Ela igualmente é positiva por evitar uma situação de confronto em um ambiente tensionado. A população em geral, fruto do ambiente discriminatório em que estão inseridas os Kaiowá e Guarani, estão irresignadas com a prisão dos produtores rurais, em decorrência do denominado “Massacre de Caarapó”. O sentimento, que não posso dizer como generalizado, mas comum, é de que as prisões foram equivocadas. Entendem justificada a morte e a violência para suposta proteção da terra. E me parece claro que este sentimento contamina o próprio processo de reintegração. Pessoas que não cumprem uma decisão judicial, mas foram responsáveis pela prisão de cidadãos de bem. Aí as categorias se misturam, porque no Brasil um cidadão de bem é um cidadão de bens.
Então, a decisão foi acertada porque evitou um escalonamento, embora ela não enfrente o problema central. É fundamental que o processo de demarcação avance. Enquanto ele não avançar, continuaremos tendo situações-limite como essas.

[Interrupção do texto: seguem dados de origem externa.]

PR #2074, opened 2019-08-13
Bump chisel3 and firrtl - Async reset support

jackkoenig:
This is a big one, buckle up folks

#### Features
* Add Stage/Phase APIs
* Add "Aspect Oriented"-inspired API support
* Add native `AsyncReset` and abstract `Reset` support
* Add utility functions `unsignedBitLength` and `signedBitLength`
* Move `dontTouch`, `RawModule`, and `MultiIOModule` out of `chisel3.experiemental` to `chisel3`
* Add `reduceTree` to `Vec`
* Strip outer objects and classes from naming of Modules

#### Bugfixes
* Support `withClock` in `RawModules` with no implicit reset
* Support bulk connecting `DontCare` to Bundles with `Analog` fields
* Make LFSR support async reset
* Fix stack trimming
* Better errors for Queues with bad sizes
* Fix directions in dynamic indexing of complex Vecs

#### Features
* Dependency API
  * Support for specifying FIRRTL transforms via their dependencies on other transforms
  * Not yet used as specification for all transforms yet, but the API is there
* Constant Propagate muxes with literal inputs into Ands and Ors
* Provide SimplifyMems for lowering aggregate memories without splitting
* Add MultiTargetAnnotations
* Allow naming of blackbox `.f` file
* Add support for inferring the type of Reset
* Remove stack traces from user errors
* Improve support for nested Stage/Phase compilers
* Rename "Gender" to "Flow"
* Add basic support for `read-under-write` memories
* Improve API of `InstanceGraph`, used boxed strings

#### Bugfixes
* Improved stability of analog attachments
* Fix renaming of non-local annotation targets
* Fix TopWiringTransform
* Fix RemoveReset when init is invalid
* Fix annotation renaming in InlineInstances
* Make `TopWiringTransform` idempotent

---------

**Related issue**: 

**Release Notes**
* Use native chisel3 async reset support instead of blackboxed support

### DIFF
--- a/src/main/scala/util/AsyncResetReg.scala
+++ b/src/main/scala/util/AsyncResetReg.scala
@@ -3,8 +3,7 @@
 package freechips.rocketchip.util
 
 import Chisel._
-import chisel3.util.HasBlackBoxResource
-import chisel3.core.IntParam
+import chisel3.{withClockAndReset, withReset, RawModule}
 
 /** This black-boxes an Async Reset
   *  (or Set)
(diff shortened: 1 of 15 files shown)


jackkoenig:
Don't merge until further testing and I need to write up the summary of changes to chisel and firrtl included in this bump

src/main/scala/util/AsyncResetReg.scala
```diff
@@ -54,26 +55,15 @@ class SimpleRegIO(val w: Int) extends Bundle{
...
+  val reg = withReset(reset.asAsyncReset)(RegInit(init.U(w.W)))
+  when (io.en) {
+    reg := io.d
   }
-
-  io.q := q.asUInt
-
-  override def desiredName = s"AsyncResetRegVec_w${w}_i${init}"
-
+  io.q := reg
```
aswaterman: Omg it’s so much better

hcook:
Can you open an issue with the list of utility modules you believe could or should be refactored or removed by taking advantage of the new features, particularly AsyncReset?

src/main/scala/util/AsyncResetReg.scala
mwachs5: not that we used it much, but what about the enable signal?

PR #2076, opened 2019-08-14
Deny access to debug region for M-mode and below

aswaterman:
Per discussion with @terpstra, doing this in a direct, non-diplomatic fashion is the best near-term solution.

**Impact**: API modification


aswaterman:
:)

PR #184, opened 2024-02-28
Keep objects referenced in database

varmar05:
Summary:
- stop removing project
- keep resolved access requests
- migrate registration_date column to user table
- use user_id in login history
- stop removing users from db
- use user.id in project.removed_by


varmar05:
@MarcelGeo could you please verify this does not have impact on frontend?

MarcelGeo (approved):
For me, schemas are tansparent with .yml . Approve

PR #188, opened 2024-03-11
Project collaborators

MarcelGeo:
:rose: Design:
- Added collaborators tab

image

:hammer: API

- modify PATCH project access to accept alsow public: boolean

:hammer: 

- implement PATCH /project/{project uuid}/access instead of batch updating of all readernames, in project.access
- add label instead of children on buttons


web-app/packages/lib/src/modules/user/views/ProfileViewTemplate.vue
```diff
@@ -104,57 +104,58 @@ SPDX-License-Identifier: AGPL-3.0-only OR LicenseRef-MerginMaps-Commercial
...
+            :class="[
+              'flex flex-column align-items-start',
+              'row-gap-2',
+              'md:align-items-center md:flex-row'
+            ]"
+          >
+            <div class="flex-grow-1">
+              <p class="font-semibold my-2">Close account</p>
+              <span class="text-xs opacity-80"
+                >Your account will be closed. In case you are an owner of a
```
varmar05, line 143: This text about workspace ownership should be in EE, here it does not have much sense.

MarcelGeo: discussed with @tomasMizera -> it's ok.

PR #192, opened 2024-03-12
Enhancements accross application

MarcelGeo:
:hammer:  Fixes:

- ui: :iphone:  action buttons for project

image (10)

- Infinite in full storage banner in case of diskusage > storage

- Overflow wrap for email in ProfileView
image

Feature:
- New Avatars handling:
_without Full Name_
image

_with only one name_
image

_with full name_
image

_example for access_
image

### DIFF
--- a/web-app/packages/lib/src/common/components/FullStorageWarningTemplate.vue
+++ b/web-app/packages/lib/src/common/components/FullStorageWarningTemplate.vue
@@ -31,11 +31,13 @@ import { useUserStore } from '@/main'
 const userStore = useUserStore()
 
 const usage = computed(() =>
-  Math.floor(
-    (userStore.currentWorkspace?.disk_usage /
-      userStore.currentWorkspace?.storage) *
-      100
-  )
+  userStore.currentWorkspace?.disk_usage > userStore.currentWorkspace?.storage
+    ? 0
+    : Math.floor(
+        (userStore.currentWorkspace?.disk_usage /
+          userStore.currentWorkspace?.storage) *
+          100
+      )
 )
 
 /** Handle open state with connection to message close button */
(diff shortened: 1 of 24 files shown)


web-app/packages/lib/src/common/components/FullStorageWarningTemplate.vue
```diff
@@ -31,11 +31,13 @@ import { useUserStore } from '@/main'
 const userStore = useUserStore()
 
 const usage = computed(() =>
-  Math.floor(
-    (userStore.currentWorkspace?.disk_usage /
-      userStore.currentWorkspace?.storage) *
-      100
-  )
+  userStore.currentWorkspace?.disk_usage > userStore.currentWorkspace?.storage
+    ? 0
```
varmar05, line 35: should not be 100%?

MarcelGeo: if storage === 0 , this is not possible to make disk_usage / storage. We do not want to show this banner in such edge case.

varmar05: but disk usage can be > storage in other cases, like plan downgrade?

MarcelGeo: yeah, but in these cases -> it is not reasonable to warn user about full storage :)

varmar05: ah, that is only warning, sorry, I missed it completely

varmar05 (approved):

jozef-budac:
Just check it on lasters RC and it looks good to me :)

PR #193, opened 2024-03-13
make revision id sequence continuous

harminius:
Revision ids sequence for CE migration was broken in Dec 2022. After this fix, the sequence is continues again and does not cause confusions.

Screenshot from 2024-03-12 14-34-47

### DIFF
--- a/server/migrations/community/1fcbea2a0f2c_drop_namespace_related_objects.py
+++ b/server/migrations/community/1fcbea2a0f2c_drop_namespace_related_objects.py
@@ -5,7 +5,7 @@
 """Drop namespace related objects
 
 Revision ID: 1fcbea2a0f2c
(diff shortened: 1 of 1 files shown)


varmar05:
it was a deliberate branching point, migration 35af0c8be41e is a head for community users but does not make sense for EE/SaaS where is should never be run

to simplify things I think we can try to remove that single purpose migration since it is quite old (2021.6.1->2023.2.0) and community will be linear again - but that would need to be done with caution (e.g. unstamp from db for already migrated dbs) and with proper documentation.

MarcelGeo:
@harminius @varmar05, Shall we close this PR?

MarcelGeo:
We will fix it in separate ticket.

PR #199, opened 2024-03-19
Allow share project parameter and check GLOBAL_ variables

MarcelGeo:
**Details**

Ticket: https://github.com/MerginMaps/MerginMaps-Cloud-TEST/issues/215

- Make sharing buttons visibility configurable in collaborators tab (allowShare: true props to collaborators)
- If there is one of GLOBAL_* variable true, we will hide share project button.

GLOBAL_READ is enabled:

image

There is no GLOBAL_READ/WRITE/ADMIN

image

:rose: Minor design fixes:

- enh: Laptops - change break point for sidebar overlay to 1200px

### DIFF
--- a/server/application.py
+++ b/server/application.py
@@ -34,6 +34,9 @@ application = create_app(
         "SERVER_TYPE",
         "COLLECT_STATISTICS",
         "USER_SELF_REGISTRATION",
+        "GLOBAL_ADMIN",
+        "GLOBAL_READ",
+        "GLOBAL_WRITE"
     ]
 )
 register_stats(application)
--- a/server/application.py
+++ b/server/application.py
@@ -36,7 +36,7 @@ application = create_app(
         "USER_SELF_REGISTRATION",
         "GLOBAL_ADMIN",
         "GLOBAL_READ",
-        "GLOBAL_WRITE"
+        "GLOBAL_WRITE",
     ]
 )
 register_stats(application)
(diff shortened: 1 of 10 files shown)


server/application.py
```diff
@@ -34,6 +34,9 @@
         "SERVER_TYPE",
         "COLLECT_STATISTICS",
         "USER_SELF_REGISTRATION",
+        "GLOBAL_ADMIN",
```
varmar05, line 37: do you need all of them? (I'd say READ is enough)

web-app/packages/app/src/modules/project/views/ProjectCollaboratorsView.vue
```diff
@@ -8,6 +8,7 @@ SPDX-License-Identifier: AGPL-3.0-only OR LicenseRef-MerginMaps-Commercial
   <project-collaborators-view-template
     v-if="isProjectOwner"
     @share="openShareDialog"
+    :allow-share="!instanceStore.globalRolesEnabled"
```
varmar05, line 11: how about GLOBAL_READ=false which means that all users are just guests without any explicit access to anything - in that case you want to allow sharing, no?

varmar05: ah, I see it now in that function - and yet I'd simplify it to check of READ flag, WRITE=1 READ=0 does not make much sense.

server/application.py
MarcelGeo: I should be also GLOBAL_READ=False and GLOBAL_WRITE=True ,  no?

web-app/packages/app/src/modules/project/views/ProjectCollaboratorsView.vue
MarcelGeo: same as above... ?

server/application.py
varmar05: ah yes, you are right

web-app/packages/app/src/modules/project/views/ProjectCollaboratorsView.vue
varmar05: let's keep it as it is, I just do not know why would anyone set WRITE true but READ false

varmar05 (approved):

PR #200, opened 2024-03-19
add combined permission - ws admin or project owner

harminius:
[Task](https://github.com/MerginMaps/MerginMaps-Cloud-TEST/issues/215)
[EE part](https://gitlab.lutraconsulting.co.uk/mergin/mergin/-/merge_requests/1012/)

Permission check for project admin access.

### DIFF
--- a/server/mergin/sync/permissions.py
+++ b/server/mergin/sync/permissions.py
@@ -10,7 +10,7 @@ from flask_login import current_user
 
 from .utils import is_valid_uuid
 from ..auth.models import User
-from .models import ProjectAccess, Project, Upload
+from .models import ProjectAccess, Project, Upload, ProjectRole
 
 
 def _is_superuser(f):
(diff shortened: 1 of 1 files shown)


server/mergin/sync/permissions.py
```diff
@@ -239,3 +239,27 @@ def get_user_project_role(project: Project, user: User) -> Optional[str]:
...
+    :rtype bool
+    """
+    if user.is_anonymous or not user.active:
+        return False
+    workspace = current_app.ws_handler.get(workspace_id)
+    if not workspace:
+        return False
+    if workspace.user_has_permissions(current_user, "admin"):
+        return True
+    projects = Project.query.filter_by(workspace_id=workspace.id).all()
```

O aspecto negativo decorre da demora na concessão da decisão. O pedido já havia sido postulado há algum tempo. A demora, ainda que razoável, na decisão acarretou uma clara possibilidade de escalonamento da violência. Então, esse foi o lado negativo da decisão, ou seja, a demora no processo de concessão e a consequente tensão associada.
Ontem [18-4-17] eu estive com representantes da comunidade indígena e eles relataram essa tensão que viveram. Deu para sentir que a comunidade viveu um momento de estresse muito grande, especialmente no momento atual, onde a polarização é gritante. Efetivamente, a possibilidade de haver violência era grande.